CompletableFuture<User> userFuture =
CompletableFuture.supplyAsync(() -> {
return findUser();
});
CompletableFuture<Order> orderFuture =
CompletableFuture.supplyAsync(() -> {
return findOrder();
});
それぞれ独立した処理であれば、 並行して進めることができます。
userFuture
↓
ユーザー情報取得
orderFuture
↓
注文情報取得
↓
両方の結果を利用
こうした複数処理の組み合わせでは、
thenCombine()
などが利用できます。
userFuture.thenCombine(
orderFuture,
(user, order) -> {
return createResult(user, order);
}
);
ここで重要なのは、 メソッド名を暗記することではありません。
「この2つの非同期処理が終わったあと、何をするのか?」
という処理の流れを見ることです。
09
非同期処理のエラーをどう扱うのか
非同期処理でも、 もちろんエラーは発生します。
CompletableFuture
では、
exceptionally()
などを使って
エラー時の処理をつなげることができます。
CompletableFuture
.supplyAsync(() -> {
return callApi();
})
.exceptionally(e -> {
System.out.println("エラー発生");
return null;
});
通常の処理だけを見ると、 非同期処理は簡単に見えます。
しかし実際の業務システムでは、 むしろ、
「失敗した場合にどうなるのか?」
を確認することが重要です。
非同期処理を見つけたら、
成功時の処理だけでなく、
・例外をどこで処理しているか
・失敗した場合に何を返すか
・呼び出し元がどう判断するか
まで確認すると安全です。
10
allOf。

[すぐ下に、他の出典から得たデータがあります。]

PR #76, opened 2017-02-01
std::vector allocator support

zauguin:
Right now we are arbitrary limited to the standard allocator. Let's fix this.

This is useful in combination with libraries like Botan or Intel TBB, which implement custom allocators.


aminroosta:
Awesome. Thanks @zauguin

複数の処理が終わるのを待つ
複数の非同期処理を開始したあと、 「全部終わってから次へ進みたい」 というケースがあります。
そのような場合に、
CompletableFuture.allOf()
を利用できます。
CompletableFuture<Void> all =
CompletableFuture.allOf(
userFuture,
orderFuture
);
all.thenRun(() -> {
System.out.println("すべて完了");
});
userFuture ──┐
orderFuture ─┼→ allOf → 次の処理
productFuture ─┘
つまり、 複数の処理を並行して開始し、 全部終わったことを確認してから 次の処理へ進む、 という流れを作ることができます。
FIELD NOTE
CompletableFutureを見たら、まず処理の流れを追う
実際の業務コードでは、
CompletableFuture
が何段にもつながっていることがあります。
CompletableFuture
.supplyAsync(() -> findUser())
.thenApply(user -> createRequest(user))
.thenApply(request -> callApi(request))
.thenAccept(result -> saveResult(result))
.exceptionally(e -> {
logError(e);
return null;
});
最初は、 これを一気に理解しようとしなくて大丈夫です。
supplyAsync
→ 最初に何を取得・実行している?
thenApply
→ 結果を何に変換している?
thenAccept
→ 最終的に何をしている?
exceptionally
→ エラー時はどうなる?
Streamの記事でも、 「処理を一つずつ追う」 という考え方を紹介しました。
非同期処理も同じです。
「次に何が実行されるのか?」を追えばいい
メソッド名を全部暗記するより、 処理の流れを理解することの方が重要です。
SUMMARY
今回のポイント
Javaの非同期処理は、 単純に「別スレッドで動かす」という話だけではありません。
実際には、
同期処理
→ 処理が終わるまで待つ
Thread
→ 別スレッドで処理を実行する
ExecutorService
→ スレッドを管理して処理を実行する
Future
→ 非同期処理の結果を受け取る
CompletableFuture
→ 非同期処理と後続処理をつなげる
そして、
CompletableFuture
を読むときは、
最初から、 すべてのAPIを覚える必要はありません。
まずは、
「どの処理を非同期で動かして、次に何をしているのか?」
という視点を持つこと。
これだけでも、
実際の業務システムで見かける
CompletableFuture
のコードは、かなり読みやすくなります。
非同期処理は、 「難しい構文を覚える」よりも、 処理の流れと待つ場所を理解する ことが大切です。